Los principios del equilibrio ácido-base.
Para que nuestro cuerpo funcione bien, debe tener un pH equilibrado, es decir, un pH neutro. Por lo tanto, el pH no debe ser ni demasiado ácido ni demasiado básico (o alcalino).
El pH se calcula en una escala de 0 (ácido) a 14 (básico). El pH de la sangre del cuerpo está entre 7,35 y 7,45.
Por tanto, para mantener un pH equilibrado es necesario consumir las proporciones adecuadas de alimentos ácidos y alcalinos. Se distribuyen de la siguiente manera:
- Alimentos formadores de ácido : sal, carne, embutidos, quesos, pescado, cereales refinados (pasta, arroz blanco, pan blanco), lácteos (yogur, queso), refrescos, alcohol, pescado, marisco, café.
- Alimentos básicos (o alcalinizantes). : frutas, verduras, semillas oleaginosas (nueces, almendras, etc.), té verde, especias y hierbas aromáticas, ajo, cebolla.
Ojo, no confundas el sabor “ácido” de un alimento con su poder “acidificante”. Entonces el limón tiene un sabor muy ácido pero es un alimento con poder alcalinizante.

Cuando los aportes entre elementos acidificantes y alcalinizantes están desequilibrados, nuestro organismo dispone de mecanismos de regulación bastante eficientes. Sin embargo, un desequilibrio demasiado grande puede llegar a provocar importantes problemas de salud.

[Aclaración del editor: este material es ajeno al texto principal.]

PR #3090, opened 2020-03-21
Remove partial candle documentation

### LINKED ISSUE #2993: ohlcv_partial_candle how to use it ?
Hi,

I don't understand how `ohlcv_partial_candle` param can be useful for trading :
- an incomplete candle is not really a candle because his shape change at every trade so it cannot be consider as a reliable information.
- maybe i am wrong but freqtrade refresh the candles only once per timeframe so this code coming from docs below don't reflect what happens in freqtrade has it trigger once per candle and not once per `process_throttle_secs` ?

EDIT : the doc seems to imply that this code is executed many times

> Another way is to run this command multiple times in a row and observe if the volume is changing (while the date remains the same).

```
import ccxt
from datetime import datetime
from freqtrade.data.converter import parse_ticker_dataframe
ct = ccxt.binance()
timeframe = "1d"
pair = "XLM/BTC"  # Make sure to use a pair that exists on that exchange!
raw = ct.fetch_ohlcv(pair, timeframe=timeframe)

# convert to dataframe
df1 = parse_ticker_dataframe(raw, timeframe, pair=pair, drop_incomplete=False)

print(df1.tail(1))
print(datetime.utcnow()) 
```

I can understand we use the ticker/current price in a strategy to compute every `process_throttle_secs` but the ohlcv_partial_candle i don't get it.

I maybe missed something.

Have a nice day.

xmatthias:
## Summary
The partial candle method  was never fully tested - and does not work correctly since we're not fetching candles on every iteration - but only when new candles are actually expected.

closes #2993

## Quick changelog

- Remove wrong documentation part - suggesting alternatively using the dataprovider to fetch the latest price.

### DIFF
--- a/docs/exchanges.md
+++ b/docs/exchanges.md
@@ -83,4 +83,4 @@ Whether your exchange returns incomplete candles or not can be checked using [th
 
 Due to the danger of repainting, Freqtrade does not allow you to use this incomplete candle.
 
-However, usually, this requirement is based on the need for the latest price - which can be aquired using the [data provider](strategy-customization.md#possible-options-for-dataprovider) from within the strategy.
+However, if it is based on the need for the latest price for your strategy - then this requirement can be acquired using the [data provider](strategy-customization.md#possible-options-for-dataprovider) from within the strategy.
--- a/docs/exchanges.md
+++ b/docs/exchanges.md
@@ -74,23 +74,13 @@ Should you experience constant errors with Nonce (like `InvalidNonce`), it is be
 $ pip3 install web3
 ```
 
-### Send incomplete candles to the strategy
+### Getting latest price / Incomplete candles
 
 Most exchanges return current incomplete candle via their OHLCV/klines API interface.
 By default, Freqtrade assumes that incomplete candle is fetched from the exchange and removes the last candle assuming it's the incomplete candle.
 
 Whether your exchange returns incomplete candles or not can be checked using [the helper script](developer.md#Incomplete-candles) from the Contributor documentation.
 
-If the exchange does return incomplete candles and you would like to have incomplete candles in your strategy, you can set the following parameter in the configuration file.
+Due to the danger of repainting, Freqtrade does not allow you to use this incomplete candle.
 
-``` json
-{
-
-    "exchange": {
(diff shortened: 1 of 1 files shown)


docs/exchanges.md
```diff
@@ -74,23 +74,13 @@ Should you experience constant errors with Nonce (like `InvalidNonce`), it is be
...
-
-    "exchange": {
-        "_ft_has_params": {"ohlcv_partial_candle": false}
-    }
-}
-```
-
-!!! Warning "Danger of repainting"
-    Changing this parameter makes the strategy responsible to avoid repainting and handle this accordingly. Doing this is therefore not recommended, and should only be performed by experienced users who are fully aware of the impact this setting has.
+However, usually, this requirement is based on the need for the latest price - which can be aquired using the [data provider](strategy-customization.md#possible-options-for-dataprovider) from within the strategy.
```
hroff-1902:
```suggestion
However, if it is based on the need for the latest price for your strategy - then this requirement can be acquired using the [data provider](strategy-customization.md#possible-options-for-dataprovider) from within the strategy.
```

docs/exchanges.md
```diff
@@ -74,23 +74,13 @@ Should you experience constant errors with Nonce (like `InvalidNonce`), it is be
 $ pip3 install web3
 ```
 
-### Send incomplete candles to the strategy
+### Getting latest price / Incomplete candles
 
 Most exchanges return current incomplete candle via their OHLCV/klines API interface.
 By default, Freqtrade assumes that incomplete candle is fetched from the exchange and removes the last candle assuming it's the incomplete candle.
 
 Whether your exchange returns incomplete candles or not can be checked using [the helper script](developer.md#Incomplete-candles) from the Contributor documentation.
```
hroff-1902:
```suggestion
Whether your exchange returns incomplete candles or not - it can be checked using [the helper script](developer.md#Incomplete-candles) from the Contributor documentation.
```

xmatthias: really? to me this sounds strange with the seperating word (when trying to read it out loud...)

hroff-1902: > really? to me this sounds strange with the seperating word (when trying to read it out loud...)

no problem, that was only my suggestion...

PR #2905, opened 2020-02-11
Adding --min-trades and --max-trades for hyperopt-list

Fredrik81:
## Summary
Adding more filter options for hyperopt-list to easier find what your looking for in larger runs

PEP8 = Yes
## Quick changelog
Adding two more filter options that can be used in combination to the other options in order to filter and search thru larger hyperopt runs.

- Adding filter options --max-trades and --min-trades
- Adding missing filter options --max-avg-profit and --max-total-profit
- Added additional tests for the new options

## What's new?
```
freqtrade hyperopt-list --max-avg-time 200 --min-trades 20 --max-avg-profit 0.29 --min-avg-profit 0.20 --max-total-profit 8
2020-02-11 21:01:47,383 - freqtrade.loggers - INFO - Verbosity set to 0
2020-02-11 21:01:47,383 - freqtrade.configuration.configuration - INFO - Parameter --min-trades detected: 20
2020-02-11 21:01:47,383 - freqtrade.configuration.configuration - INFO - Parameter --max-avg-time detected: 200.0
2020-02-11 21:01:47,383 - freqtrade.configuration.configuration - INFO - Parameter --min-avg-profit detected: 0.2
2020-02-11 21:01:47,383 - freqtrade.configuration.configuration - INFO - Parameter --max-avg-profit detected: 0.29
2020-02-11 21:01:47,383 - freqtrade.configuration.configuration - INFO - Parameter --max-total-profit detected: 8.0
2020-02-11 21:01:47,383 - freqtrade.configuration.check_exchange - INFO - Checking exchange...
2020-02-11 21:01:47,383 - freqtrade.configuration.configuration - INFO - Using pairlist from configuration.
2020-02-11 21:01:47,383 - freqtrade.configuration.config_validation - INFO - Validating configuration ...
2020-02-11 21:01:47,574 - freqtrade.optimize.hyperopt - INFO - Loaded 1096 previous evaluations from disk.
2020-02-11 21:01:47,574 - freqtrade.commands.hyperopt_commands - INFO - 1 epochs found.
   602/1096:     29 trades. Avg profit   0.27%. Total profit  0.00046184 BTC (   7.69Σ%). Avg duration 189.8 min. Objective: 2.07836

Best result:

   602/1096:     29 trades. Avg profit   0.27%. Total profit  0.00046184 BTC (   7.69Σ%). Avg duration 189.8 min. Objective: 2.07836
```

Sal: la principal causa del desequilibrio ácido-base
El problema de nuestra dieta occidental actual es que a menudo es demasiado ácida. Este desequilibrio está particularmente relacionado con nuestro consumo excesivo de sal que contribuye a acidificar el organismo. Cuando se consume sal de mesa (gran mayoría en embutidos, pan, quesos y platos industriales), se trata de cloruro de sodio. Sin embargo, el cloruro es acidificante para el organismo y, por tanto, contribuye a alterar el equilibrio ácido-base. Otros factores dietéticos pueden favorecer la acidez: refrescos carbonatados, grandes cantidades de café y exceso de proteína animal.
Para contrarrestar esta acidez, el organismo utilizará varios mecanismos. Una parte de los ácidos (llamados ácidos volátiles) son eliminados por los pulmones, otra (ácidos no volátiles) por los riñones y por los sistemas tampón presentes en el organismo. Si la acidez es demasiado alta, el cuerpo recurrirá a la única reserva alcalina disponible, es decir, el tejido óseo, que servirá para neutralizar las cargas ácidas.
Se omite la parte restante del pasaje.